19. the forward primer has a nucleic acid sequence set forth in SEQ ID NO: : 333 and the reverse primer has a nucleic acid sequence set forth in SEQ ID NO: 334; or

20. the forward primer has a nucleic acid sequence set forth in SEQ ID NO: : 335 and the reverse primer has a nucleic acid sequence set forth in SEQ ID NO: 336; or

21. the forward primer has a nucleic acid sequence set forth in SEQ ID NO: : 337 and the reverse primer has a nucleic acid sequence set forth in SEQ ID NO: 338; or

22. the forward primer has a nucleic acid sequence set forth in SEQ ID NO: : 339 and the reverse primer has a nucleic acid sequence set forth in SEQ ID NO: 340; or

23. the forward primer has a nucleic acid sequence set forth in SEQ ID NO: : 341 and the reverse primer has a nucleic acid sequence set forth in SEQ ID NO: 342; or

24. the forward primer has a nucleic acid sequence set forth in SEQ ID NO: : 343 and the reverse primer has a nucleic acid sequence set forth in SEQ ID NO: 344; or

25. the forward primer has a nucleic acid sequence set forth in SEQ ID NO: : 345 and the reverse primer has a nucleic acid sequence set forth in SEQ ID NO: 346; or

26. the forward primer has a nucleic acid sequence set forth in SEQ ID NO: : 347 and the reverse primer has a nucleic acid sequence set forth in SEQ ID NO: 348; or

27. the forward primer has a nucleic acid sequence set forth in SEQ ID NO: : 349 and the reverse primer has a nucleic acid sequence set forth in SEQ ID NO: 350; or

28. the forward primer has a nucleic acid sequence set forth in SEQ ID NO: : 351 and the reverse primer has a nucleic acid sequence set forth in SEQ ID NO: 352; or

29. the forward primer has a nucleic acid sequence set forth in SEQ ID NO: : 353 and the reverse primer has a nucleic acid sequence set forth in SEQ ID NO: 354; or

30. the forward primer has a nucleic acid sequence set forth in SEQ ID NO: 355 and the reverse primer has a nucleic acid sequence set forth in SEQ ID NO: 356; or

31. the forward primer has a nucleic acid sequence set forth in SEQ ID NO: 357 and the reverse primer has a nucleic acid sequence set forth in SEQ ID NO: 358; and wherein the sequence of each primer as defined in each SEQ ID NO is read in the 5' to 3' direction.

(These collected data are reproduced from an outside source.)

PR #166, opened 2022-08-03
Add `TEST_UNIQUE_VALUE` to be used to isolate ACC Tests runs

ekampf:
Initial work on #167 

## Changes
- Adds `TEST_UNIQUE_VALUE` env var to be used by tests to isolate themselves


liorr (approved):
GTM

PR #170, opened 2022-08-05
added cleanup to smoke tests; disabled environment

vmanilo:
## Changes
- test ci

PR #171, opened 2022-08-12
CI: Dont run acceptance tests from forks

ekampf:
# Changeas
- Downgraded `lint` as new version has breaking changes. We already have a separate PR to upgrade it - https://github.com/Twingate/terraform-provider-twingate/pull/170
- Removed acceptance-tests from forked PRs
- Added concurrency settings so that pushing a change cancels previous running build
-


liorr (approved):
GTM

PR #172, opened 2022-08-13
CI: Cache go dependencies

ekampf:
Adding cache to go dependencies to reduce random failures due to networking errors on `go mod download`


romankor (approved):
GTM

187. An isolated oligonucleotide molecule or pair of isolated oligonucleotide molecules according to any one of claims 175 to 186, wherein the molecule or molecules further comprise adaptor sequences configured to facilitate DNA sequencing.

188. An isolated oligonucleotide molecule or pair of isolated oligonucleotide molecules according to any one of claims 175 to 187, wherein the molecule or molecules further comprise unique index sequences (barcode sequences), wherein each barcode sequence is designed to be specific for a given sample from an individual.

189. A kit comprising a pair of isolated oligonucleotide molecules according to any one of claims 177, 178, 181, 182 and 185 to 188.

190. A kit according to claim 63, further comprising a detection probe according to any one of claims 171 to 174.

191. A kit according to claim 189 or 190, further comprising reagents for amplifying DNA.